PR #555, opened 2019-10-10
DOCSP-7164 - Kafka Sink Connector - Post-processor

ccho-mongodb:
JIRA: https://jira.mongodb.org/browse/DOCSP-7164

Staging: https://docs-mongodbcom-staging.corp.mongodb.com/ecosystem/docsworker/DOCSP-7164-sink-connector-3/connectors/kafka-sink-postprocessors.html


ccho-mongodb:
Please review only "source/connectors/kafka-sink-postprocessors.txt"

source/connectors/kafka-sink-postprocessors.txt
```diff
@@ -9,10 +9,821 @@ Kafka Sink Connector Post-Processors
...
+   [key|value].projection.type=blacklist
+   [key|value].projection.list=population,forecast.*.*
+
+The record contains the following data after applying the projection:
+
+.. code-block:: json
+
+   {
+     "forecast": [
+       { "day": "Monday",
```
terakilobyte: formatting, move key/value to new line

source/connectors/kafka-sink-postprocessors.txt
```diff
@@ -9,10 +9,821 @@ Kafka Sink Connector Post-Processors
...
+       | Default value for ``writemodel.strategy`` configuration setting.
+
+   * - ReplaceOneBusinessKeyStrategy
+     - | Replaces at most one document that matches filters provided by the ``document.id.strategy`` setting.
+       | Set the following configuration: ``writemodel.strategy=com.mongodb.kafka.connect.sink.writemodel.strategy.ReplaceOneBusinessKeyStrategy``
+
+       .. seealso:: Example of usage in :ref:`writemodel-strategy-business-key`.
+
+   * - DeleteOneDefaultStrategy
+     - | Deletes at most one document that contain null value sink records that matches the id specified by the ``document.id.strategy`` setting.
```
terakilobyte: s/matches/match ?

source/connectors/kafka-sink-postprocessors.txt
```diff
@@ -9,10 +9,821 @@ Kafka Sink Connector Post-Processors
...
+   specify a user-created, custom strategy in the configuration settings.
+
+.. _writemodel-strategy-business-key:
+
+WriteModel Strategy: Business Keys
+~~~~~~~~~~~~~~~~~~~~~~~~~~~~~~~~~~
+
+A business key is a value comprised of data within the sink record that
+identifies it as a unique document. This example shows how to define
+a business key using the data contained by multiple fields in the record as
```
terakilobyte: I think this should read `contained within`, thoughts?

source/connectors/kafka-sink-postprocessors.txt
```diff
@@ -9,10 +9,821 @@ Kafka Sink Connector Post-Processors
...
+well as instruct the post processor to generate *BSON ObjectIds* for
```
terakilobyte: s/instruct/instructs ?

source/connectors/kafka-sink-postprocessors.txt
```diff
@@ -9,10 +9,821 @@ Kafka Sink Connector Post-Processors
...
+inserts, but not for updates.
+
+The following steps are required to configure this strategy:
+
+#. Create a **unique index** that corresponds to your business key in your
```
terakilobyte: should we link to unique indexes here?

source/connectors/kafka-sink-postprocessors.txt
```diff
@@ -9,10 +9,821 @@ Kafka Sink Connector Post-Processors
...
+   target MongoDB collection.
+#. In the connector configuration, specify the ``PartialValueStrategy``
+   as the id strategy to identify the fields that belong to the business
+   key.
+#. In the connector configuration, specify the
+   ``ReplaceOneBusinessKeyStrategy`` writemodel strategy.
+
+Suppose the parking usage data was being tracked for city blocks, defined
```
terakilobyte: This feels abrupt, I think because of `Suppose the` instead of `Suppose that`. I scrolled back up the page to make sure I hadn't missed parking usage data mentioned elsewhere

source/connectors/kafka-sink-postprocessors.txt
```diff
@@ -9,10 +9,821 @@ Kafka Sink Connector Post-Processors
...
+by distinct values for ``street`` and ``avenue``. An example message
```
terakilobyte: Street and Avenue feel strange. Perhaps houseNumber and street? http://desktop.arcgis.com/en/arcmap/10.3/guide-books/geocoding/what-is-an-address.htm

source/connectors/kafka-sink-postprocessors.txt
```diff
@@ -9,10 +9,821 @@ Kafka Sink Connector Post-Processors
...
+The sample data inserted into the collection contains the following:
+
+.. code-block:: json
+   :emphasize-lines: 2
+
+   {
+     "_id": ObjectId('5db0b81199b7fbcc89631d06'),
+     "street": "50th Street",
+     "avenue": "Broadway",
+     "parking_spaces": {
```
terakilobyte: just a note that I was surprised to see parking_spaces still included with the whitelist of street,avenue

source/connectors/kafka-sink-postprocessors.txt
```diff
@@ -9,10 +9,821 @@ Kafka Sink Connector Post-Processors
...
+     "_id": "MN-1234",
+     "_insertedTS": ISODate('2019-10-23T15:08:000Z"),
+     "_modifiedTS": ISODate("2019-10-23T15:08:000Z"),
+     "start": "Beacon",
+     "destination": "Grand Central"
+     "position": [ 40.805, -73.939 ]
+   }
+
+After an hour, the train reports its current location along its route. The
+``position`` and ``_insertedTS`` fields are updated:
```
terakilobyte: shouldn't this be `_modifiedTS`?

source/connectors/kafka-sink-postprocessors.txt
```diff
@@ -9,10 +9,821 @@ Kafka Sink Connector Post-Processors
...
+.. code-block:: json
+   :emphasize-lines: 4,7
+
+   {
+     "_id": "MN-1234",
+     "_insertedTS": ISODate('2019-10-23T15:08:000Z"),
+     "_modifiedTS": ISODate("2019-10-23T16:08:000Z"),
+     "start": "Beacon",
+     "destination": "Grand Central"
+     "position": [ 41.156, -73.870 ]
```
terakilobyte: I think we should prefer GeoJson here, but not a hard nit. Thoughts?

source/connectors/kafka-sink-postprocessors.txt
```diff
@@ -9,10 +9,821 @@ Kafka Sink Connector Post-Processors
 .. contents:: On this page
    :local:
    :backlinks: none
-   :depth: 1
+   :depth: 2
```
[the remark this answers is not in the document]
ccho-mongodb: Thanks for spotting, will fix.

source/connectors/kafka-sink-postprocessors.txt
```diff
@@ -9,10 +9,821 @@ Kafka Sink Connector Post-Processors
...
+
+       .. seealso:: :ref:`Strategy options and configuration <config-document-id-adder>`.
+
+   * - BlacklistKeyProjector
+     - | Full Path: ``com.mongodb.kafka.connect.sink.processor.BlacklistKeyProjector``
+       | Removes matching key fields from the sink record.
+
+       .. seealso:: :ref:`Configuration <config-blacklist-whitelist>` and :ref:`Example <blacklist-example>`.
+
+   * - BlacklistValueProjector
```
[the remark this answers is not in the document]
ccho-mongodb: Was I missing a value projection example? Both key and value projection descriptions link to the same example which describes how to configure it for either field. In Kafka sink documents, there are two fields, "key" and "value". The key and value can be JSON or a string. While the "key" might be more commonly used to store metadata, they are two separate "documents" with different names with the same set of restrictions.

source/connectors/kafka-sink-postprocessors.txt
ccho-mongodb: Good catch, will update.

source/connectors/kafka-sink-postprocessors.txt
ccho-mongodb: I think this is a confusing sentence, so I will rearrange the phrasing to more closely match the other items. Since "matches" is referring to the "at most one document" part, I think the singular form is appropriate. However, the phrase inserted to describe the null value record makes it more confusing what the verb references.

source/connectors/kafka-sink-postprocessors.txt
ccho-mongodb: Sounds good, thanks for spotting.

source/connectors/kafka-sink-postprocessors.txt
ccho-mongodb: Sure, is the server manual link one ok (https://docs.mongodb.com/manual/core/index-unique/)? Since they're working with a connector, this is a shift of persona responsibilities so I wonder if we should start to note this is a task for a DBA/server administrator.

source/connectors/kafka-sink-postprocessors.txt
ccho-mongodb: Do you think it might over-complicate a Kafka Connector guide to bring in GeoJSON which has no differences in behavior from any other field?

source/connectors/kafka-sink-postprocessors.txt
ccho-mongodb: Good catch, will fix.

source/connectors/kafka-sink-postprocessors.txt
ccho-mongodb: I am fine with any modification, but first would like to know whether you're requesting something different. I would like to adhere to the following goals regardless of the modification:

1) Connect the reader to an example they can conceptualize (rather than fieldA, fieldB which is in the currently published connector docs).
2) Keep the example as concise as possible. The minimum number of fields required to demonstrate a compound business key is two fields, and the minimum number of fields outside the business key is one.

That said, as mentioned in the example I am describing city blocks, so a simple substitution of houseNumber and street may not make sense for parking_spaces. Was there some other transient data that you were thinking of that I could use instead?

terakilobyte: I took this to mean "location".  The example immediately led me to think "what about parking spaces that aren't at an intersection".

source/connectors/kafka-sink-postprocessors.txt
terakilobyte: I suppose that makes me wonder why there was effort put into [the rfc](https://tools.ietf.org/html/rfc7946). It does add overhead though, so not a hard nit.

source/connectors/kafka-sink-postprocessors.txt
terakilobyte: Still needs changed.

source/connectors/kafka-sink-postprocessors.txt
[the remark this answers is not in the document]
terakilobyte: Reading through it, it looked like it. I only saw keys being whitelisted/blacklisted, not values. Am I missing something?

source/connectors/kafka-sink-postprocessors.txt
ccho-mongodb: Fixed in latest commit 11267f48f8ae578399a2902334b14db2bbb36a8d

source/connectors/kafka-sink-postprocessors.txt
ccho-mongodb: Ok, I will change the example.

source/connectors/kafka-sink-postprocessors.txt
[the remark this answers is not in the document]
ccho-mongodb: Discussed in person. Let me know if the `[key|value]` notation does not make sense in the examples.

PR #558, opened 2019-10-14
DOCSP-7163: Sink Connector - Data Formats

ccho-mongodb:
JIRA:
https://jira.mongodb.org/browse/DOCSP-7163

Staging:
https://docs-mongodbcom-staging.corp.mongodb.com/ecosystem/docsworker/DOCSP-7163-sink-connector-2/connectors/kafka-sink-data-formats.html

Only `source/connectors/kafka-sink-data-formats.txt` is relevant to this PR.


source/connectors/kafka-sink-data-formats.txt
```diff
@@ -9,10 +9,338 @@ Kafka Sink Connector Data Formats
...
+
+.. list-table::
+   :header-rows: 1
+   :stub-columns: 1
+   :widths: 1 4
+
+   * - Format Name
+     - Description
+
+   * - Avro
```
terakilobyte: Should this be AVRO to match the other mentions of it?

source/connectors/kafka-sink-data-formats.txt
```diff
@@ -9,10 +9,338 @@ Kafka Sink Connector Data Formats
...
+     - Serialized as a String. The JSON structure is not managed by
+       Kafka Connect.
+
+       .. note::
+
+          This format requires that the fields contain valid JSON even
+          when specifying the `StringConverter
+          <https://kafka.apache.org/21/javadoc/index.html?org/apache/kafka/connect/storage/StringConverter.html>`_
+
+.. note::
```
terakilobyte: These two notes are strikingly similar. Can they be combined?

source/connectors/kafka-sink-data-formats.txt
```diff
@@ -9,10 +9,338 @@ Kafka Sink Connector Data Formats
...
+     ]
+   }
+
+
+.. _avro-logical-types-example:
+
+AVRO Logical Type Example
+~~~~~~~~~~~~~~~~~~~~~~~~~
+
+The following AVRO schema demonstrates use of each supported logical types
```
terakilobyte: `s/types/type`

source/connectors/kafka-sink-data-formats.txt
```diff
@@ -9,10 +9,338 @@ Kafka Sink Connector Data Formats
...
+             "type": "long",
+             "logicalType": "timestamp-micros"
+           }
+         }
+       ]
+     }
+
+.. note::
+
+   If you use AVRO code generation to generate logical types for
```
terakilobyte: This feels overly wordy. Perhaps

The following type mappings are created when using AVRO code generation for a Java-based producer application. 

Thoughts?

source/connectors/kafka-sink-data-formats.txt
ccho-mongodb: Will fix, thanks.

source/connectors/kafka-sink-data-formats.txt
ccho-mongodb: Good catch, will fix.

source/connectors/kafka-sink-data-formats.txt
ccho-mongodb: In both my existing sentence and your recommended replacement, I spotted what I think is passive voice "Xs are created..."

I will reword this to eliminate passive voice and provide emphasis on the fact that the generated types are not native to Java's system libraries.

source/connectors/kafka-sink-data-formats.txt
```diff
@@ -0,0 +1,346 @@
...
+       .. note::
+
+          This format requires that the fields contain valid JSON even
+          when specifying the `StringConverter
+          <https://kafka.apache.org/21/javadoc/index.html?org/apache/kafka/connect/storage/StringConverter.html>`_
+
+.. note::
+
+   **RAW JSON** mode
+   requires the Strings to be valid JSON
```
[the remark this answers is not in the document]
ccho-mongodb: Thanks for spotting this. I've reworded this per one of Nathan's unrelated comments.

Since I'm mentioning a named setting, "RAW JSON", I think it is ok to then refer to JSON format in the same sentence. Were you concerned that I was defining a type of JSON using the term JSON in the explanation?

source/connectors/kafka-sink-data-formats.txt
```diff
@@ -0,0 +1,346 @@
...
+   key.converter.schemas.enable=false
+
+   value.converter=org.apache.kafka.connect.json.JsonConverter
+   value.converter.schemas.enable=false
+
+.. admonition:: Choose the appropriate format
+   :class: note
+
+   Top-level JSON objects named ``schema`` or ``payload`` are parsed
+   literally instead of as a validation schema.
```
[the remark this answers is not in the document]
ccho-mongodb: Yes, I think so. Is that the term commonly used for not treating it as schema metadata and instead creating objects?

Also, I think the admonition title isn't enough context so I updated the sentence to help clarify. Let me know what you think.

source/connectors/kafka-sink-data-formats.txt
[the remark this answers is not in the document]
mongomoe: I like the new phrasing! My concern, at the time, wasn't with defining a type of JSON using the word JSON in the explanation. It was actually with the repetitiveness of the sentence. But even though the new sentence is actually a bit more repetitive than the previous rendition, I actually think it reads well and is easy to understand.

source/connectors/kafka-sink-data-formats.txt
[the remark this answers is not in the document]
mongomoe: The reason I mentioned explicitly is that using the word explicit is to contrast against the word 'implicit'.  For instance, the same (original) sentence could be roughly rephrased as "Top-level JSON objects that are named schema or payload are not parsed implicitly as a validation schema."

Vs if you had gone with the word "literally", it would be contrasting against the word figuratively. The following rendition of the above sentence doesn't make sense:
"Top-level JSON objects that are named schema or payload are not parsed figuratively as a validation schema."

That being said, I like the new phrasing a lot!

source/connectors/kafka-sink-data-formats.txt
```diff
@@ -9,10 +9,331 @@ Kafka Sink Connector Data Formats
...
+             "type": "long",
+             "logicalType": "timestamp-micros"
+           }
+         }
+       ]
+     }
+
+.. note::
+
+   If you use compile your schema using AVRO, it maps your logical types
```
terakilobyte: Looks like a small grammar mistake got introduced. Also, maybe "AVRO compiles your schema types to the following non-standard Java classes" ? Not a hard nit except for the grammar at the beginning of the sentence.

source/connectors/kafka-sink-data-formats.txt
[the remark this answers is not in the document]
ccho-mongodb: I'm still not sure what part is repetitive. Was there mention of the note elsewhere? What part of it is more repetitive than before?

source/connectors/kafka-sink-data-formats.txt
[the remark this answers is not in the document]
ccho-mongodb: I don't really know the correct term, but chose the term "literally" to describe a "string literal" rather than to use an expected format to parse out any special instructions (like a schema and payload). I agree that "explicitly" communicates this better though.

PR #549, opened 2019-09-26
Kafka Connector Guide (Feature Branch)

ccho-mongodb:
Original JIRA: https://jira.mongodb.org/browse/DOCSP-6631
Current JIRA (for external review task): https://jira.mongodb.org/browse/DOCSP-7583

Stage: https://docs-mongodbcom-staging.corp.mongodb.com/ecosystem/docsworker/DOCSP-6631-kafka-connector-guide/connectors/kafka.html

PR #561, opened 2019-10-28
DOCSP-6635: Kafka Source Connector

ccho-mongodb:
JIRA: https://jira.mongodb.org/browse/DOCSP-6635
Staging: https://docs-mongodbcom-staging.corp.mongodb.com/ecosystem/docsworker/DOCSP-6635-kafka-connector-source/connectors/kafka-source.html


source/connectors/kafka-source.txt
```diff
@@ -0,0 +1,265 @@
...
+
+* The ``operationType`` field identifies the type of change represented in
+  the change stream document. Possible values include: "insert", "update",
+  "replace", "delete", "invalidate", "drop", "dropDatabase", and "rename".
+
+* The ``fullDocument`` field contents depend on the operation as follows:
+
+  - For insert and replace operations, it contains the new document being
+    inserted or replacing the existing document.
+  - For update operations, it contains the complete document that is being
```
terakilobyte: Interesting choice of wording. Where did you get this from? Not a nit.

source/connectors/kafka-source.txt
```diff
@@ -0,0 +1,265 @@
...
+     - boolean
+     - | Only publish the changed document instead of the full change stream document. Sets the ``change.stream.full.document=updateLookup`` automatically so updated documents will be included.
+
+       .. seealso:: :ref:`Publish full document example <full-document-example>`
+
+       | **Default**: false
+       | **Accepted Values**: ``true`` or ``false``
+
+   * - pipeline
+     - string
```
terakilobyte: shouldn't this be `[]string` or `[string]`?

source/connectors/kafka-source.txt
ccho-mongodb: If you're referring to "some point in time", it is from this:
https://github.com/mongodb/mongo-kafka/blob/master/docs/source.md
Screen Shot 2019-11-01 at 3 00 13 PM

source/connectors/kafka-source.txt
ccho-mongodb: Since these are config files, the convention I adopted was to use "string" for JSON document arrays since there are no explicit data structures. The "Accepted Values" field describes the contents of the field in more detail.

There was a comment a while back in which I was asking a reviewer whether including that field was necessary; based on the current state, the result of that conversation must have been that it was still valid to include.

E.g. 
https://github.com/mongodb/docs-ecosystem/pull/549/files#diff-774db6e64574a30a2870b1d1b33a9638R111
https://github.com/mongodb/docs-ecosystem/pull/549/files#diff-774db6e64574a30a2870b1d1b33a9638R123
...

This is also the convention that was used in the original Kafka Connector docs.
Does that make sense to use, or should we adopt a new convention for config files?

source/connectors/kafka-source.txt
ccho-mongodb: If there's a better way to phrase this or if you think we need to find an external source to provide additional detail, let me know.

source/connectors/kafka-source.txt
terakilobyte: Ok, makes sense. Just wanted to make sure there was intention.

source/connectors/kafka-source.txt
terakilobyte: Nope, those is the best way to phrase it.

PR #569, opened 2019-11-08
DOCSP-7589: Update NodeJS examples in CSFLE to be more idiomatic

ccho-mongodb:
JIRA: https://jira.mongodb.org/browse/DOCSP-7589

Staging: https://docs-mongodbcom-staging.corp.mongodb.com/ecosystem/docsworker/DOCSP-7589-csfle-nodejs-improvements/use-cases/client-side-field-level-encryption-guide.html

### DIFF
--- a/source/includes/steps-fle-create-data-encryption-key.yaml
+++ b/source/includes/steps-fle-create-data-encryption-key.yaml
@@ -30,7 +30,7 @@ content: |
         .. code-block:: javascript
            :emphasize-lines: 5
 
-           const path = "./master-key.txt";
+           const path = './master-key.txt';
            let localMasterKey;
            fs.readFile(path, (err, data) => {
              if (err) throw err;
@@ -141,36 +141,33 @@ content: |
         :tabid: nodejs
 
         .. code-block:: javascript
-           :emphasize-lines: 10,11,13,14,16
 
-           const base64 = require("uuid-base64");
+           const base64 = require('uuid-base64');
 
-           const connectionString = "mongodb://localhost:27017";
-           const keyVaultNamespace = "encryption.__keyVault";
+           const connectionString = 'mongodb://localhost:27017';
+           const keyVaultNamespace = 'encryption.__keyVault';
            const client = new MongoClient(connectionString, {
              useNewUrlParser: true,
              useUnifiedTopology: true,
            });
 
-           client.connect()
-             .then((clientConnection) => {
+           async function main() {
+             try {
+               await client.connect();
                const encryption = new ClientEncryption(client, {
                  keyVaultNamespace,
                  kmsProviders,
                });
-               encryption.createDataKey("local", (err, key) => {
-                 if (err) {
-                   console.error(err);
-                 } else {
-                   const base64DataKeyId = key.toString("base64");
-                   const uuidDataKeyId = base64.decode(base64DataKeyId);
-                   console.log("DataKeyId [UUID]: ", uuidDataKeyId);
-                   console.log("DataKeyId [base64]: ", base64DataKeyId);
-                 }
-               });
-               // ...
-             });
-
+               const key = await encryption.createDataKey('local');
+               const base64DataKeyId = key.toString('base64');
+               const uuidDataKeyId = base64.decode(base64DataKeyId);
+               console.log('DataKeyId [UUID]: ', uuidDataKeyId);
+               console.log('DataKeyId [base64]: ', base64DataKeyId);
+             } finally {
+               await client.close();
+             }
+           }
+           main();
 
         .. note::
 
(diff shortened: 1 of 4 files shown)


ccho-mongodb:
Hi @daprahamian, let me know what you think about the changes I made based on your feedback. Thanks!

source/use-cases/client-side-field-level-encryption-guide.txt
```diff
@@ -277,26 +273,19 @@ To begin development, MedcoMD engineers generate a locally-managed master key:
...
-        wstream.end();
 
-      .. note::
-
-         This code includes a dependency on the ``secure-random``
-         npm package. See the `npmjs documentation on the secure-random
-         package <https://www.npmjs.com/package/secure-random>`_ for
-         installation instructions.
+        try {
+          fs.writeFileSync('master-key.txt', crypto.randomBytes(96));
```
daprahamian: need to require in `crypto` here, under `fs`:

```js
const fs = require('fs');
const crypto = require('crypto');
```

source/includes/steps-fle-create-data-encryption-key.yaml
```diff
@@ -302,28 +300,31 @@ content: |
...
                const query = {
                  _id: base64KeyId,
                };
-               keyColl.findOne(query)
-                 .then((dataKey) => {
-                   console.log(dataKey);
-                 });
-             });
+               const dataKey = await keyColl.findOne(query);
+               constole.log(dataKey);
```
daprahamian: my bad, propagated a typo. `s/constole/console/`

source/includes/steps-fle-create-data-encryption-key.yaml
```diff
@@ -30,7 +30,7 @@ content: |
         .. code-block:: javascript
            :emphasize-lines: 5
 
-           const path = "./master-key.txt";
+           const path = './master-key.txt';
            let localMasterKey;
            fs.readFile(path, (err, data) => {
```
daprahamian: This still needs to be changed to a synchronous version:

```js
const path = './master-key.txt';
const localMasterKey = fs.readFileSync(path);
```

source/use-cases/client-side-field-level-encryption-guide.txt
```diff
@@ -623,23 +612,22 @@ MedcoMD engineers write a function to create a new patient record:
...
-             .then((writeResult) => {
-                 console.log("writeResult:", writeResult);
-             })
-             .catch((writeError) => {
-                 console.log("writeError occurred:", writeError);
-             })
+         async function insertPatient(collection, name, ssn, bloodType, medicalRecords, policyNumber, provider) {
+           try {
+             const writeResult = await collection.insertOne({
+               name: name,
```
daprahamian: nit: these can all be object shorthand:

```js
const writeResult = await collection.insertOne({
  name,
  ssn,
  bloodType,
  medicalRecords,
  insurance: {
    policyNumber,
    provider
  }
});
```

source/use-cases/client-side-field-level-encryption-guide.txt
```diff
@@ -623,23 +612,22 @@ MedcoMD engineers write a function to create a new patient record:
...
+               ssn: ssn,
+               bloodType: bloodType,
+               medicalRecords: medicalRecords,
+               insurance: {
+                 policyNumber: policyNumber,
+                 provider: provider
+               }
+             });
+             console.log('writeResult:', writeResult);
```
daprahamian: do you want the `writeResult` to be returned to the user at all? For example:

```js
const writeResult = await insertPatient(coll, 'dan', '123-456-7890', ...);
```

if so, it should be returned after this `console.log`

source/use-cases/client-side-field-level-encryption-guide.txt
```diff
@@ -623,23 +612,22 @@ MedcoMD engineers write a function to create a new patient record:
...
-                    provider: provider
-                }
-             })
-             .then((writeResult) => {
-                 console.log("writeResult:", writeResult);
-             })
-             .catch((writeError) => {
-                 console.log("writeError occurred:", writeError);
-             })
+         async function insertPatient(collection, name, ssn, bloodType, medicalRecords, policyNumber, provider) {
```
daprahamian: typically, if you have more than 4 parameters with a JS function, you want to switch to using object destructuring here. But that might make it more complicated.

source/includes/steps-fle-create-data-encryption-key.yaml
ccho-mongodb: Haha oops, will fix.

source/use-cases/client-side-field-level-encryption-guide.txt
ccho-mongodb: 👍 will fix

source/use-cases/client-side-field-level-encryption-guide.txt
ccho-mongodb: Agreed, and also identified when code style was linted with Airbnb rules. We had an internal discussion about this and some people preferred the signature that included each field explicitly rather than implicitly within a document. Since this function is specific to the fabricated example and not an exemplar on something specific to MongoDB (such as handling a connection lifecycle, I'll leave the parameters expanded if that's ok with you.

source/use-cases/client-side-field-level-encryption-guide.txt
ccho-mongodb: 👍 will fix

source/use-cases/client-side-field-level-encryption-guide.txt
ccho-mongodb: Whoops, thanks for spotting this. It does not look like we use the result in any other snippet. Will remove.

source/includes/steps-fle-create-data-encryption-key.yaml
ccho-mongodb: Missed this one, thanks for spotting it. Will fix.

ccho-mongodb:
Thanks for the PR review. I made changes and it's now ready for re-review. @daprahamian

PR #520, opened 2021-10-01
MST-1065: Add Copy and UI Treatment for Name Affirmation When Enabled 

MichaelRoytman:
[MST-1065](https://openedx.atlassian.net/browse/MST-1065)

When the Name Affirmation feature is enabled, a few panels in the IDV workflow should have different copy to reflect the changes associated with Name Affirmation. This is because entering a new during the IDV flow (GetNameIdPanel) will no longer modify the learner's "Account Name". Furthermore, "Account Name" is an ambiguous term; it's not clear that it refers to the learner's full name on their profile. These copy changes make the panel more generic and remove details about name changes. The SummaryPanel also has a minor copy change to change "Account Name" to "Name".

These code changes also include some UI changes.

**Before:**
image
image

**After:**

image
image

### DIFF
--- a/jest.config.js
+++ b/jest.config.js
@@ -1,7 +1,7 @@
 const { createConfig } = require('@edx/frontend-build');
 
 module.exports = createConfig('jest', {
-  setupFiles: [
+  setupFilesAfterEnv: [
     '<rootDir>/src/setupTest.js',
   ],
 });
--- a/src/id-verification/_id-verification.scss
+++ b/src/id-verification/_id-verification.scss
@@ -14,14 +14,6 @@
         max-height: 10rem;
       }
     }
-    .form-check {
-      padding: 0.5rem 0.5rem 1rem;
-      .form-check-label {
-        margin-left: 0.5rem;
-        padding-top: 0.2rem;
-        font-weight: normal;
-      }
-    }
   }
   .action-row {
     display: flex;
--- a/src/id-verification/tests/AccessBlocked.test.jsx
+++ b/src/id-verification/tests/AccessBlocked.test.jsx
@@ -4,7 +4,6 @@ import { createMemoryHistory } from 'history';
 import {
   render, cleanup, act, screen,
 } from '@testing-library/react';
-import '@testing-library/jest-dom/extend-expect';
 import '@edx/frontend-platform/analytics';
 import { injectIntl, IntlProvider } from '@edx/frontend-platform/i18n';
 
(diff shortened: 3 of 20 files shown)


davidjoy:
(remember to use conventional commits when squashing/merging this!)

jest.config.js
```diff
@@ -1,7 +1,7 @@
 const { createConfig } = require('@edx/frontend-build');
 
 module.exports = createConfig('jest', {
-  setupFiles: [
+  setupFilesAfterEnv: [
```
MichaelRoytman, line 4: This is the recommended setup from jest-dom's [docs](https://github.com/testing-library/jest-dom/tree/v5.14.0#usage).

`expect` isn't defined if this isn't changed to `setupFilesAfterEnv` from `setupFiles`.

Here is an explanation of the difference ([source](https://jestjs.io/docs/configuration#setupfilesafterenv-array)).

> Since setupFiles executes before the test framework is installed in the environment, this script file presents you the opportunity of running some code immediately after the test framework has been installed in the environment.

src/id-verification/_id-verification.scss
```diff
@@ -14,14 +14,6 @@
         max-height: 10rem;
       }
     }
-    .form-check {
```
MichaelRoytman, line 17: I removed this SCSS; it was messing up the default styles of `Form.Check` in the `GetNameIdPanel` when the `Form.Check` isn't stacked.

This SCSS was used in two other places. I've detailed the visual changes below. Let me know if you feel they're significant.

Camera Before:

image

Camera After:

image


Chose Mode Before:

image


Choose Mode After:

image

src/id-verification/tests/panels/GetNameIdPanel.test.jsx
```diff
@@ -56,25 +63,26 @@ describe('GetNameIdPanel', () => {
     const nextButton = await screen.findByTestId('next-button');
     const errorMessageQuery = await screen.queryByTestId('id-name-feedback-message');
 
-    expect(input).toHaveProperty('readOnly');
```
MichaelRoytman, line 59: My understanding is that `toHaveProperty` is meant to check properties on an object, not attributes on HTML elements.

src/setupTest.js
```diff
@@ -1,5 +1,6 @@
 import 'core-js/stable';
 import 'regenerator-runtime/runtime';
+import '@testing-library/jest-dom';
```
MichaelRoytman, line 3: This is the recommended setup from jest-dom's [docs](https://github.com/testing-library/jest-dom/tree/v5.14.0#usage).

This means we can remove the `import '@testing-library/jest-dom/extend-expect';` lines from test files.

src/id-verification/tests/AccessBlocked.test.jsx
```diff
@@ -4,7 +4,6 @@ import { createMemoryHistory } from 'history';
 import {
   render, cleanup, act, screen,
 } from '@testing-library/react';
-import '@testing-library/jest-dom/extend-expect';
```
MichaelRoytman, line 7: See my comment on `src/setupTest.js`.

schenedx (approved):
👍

──────────

Brief: Look over the material above and report each line holding "emphasize".

Response box:
+   :emphasize-lines: 2
+   :emphasize-lines: 4,7
            :emphasize-lines: 5
-           :emphasize-lines: 10,11,13,14,16
            :emphasize-lines: 5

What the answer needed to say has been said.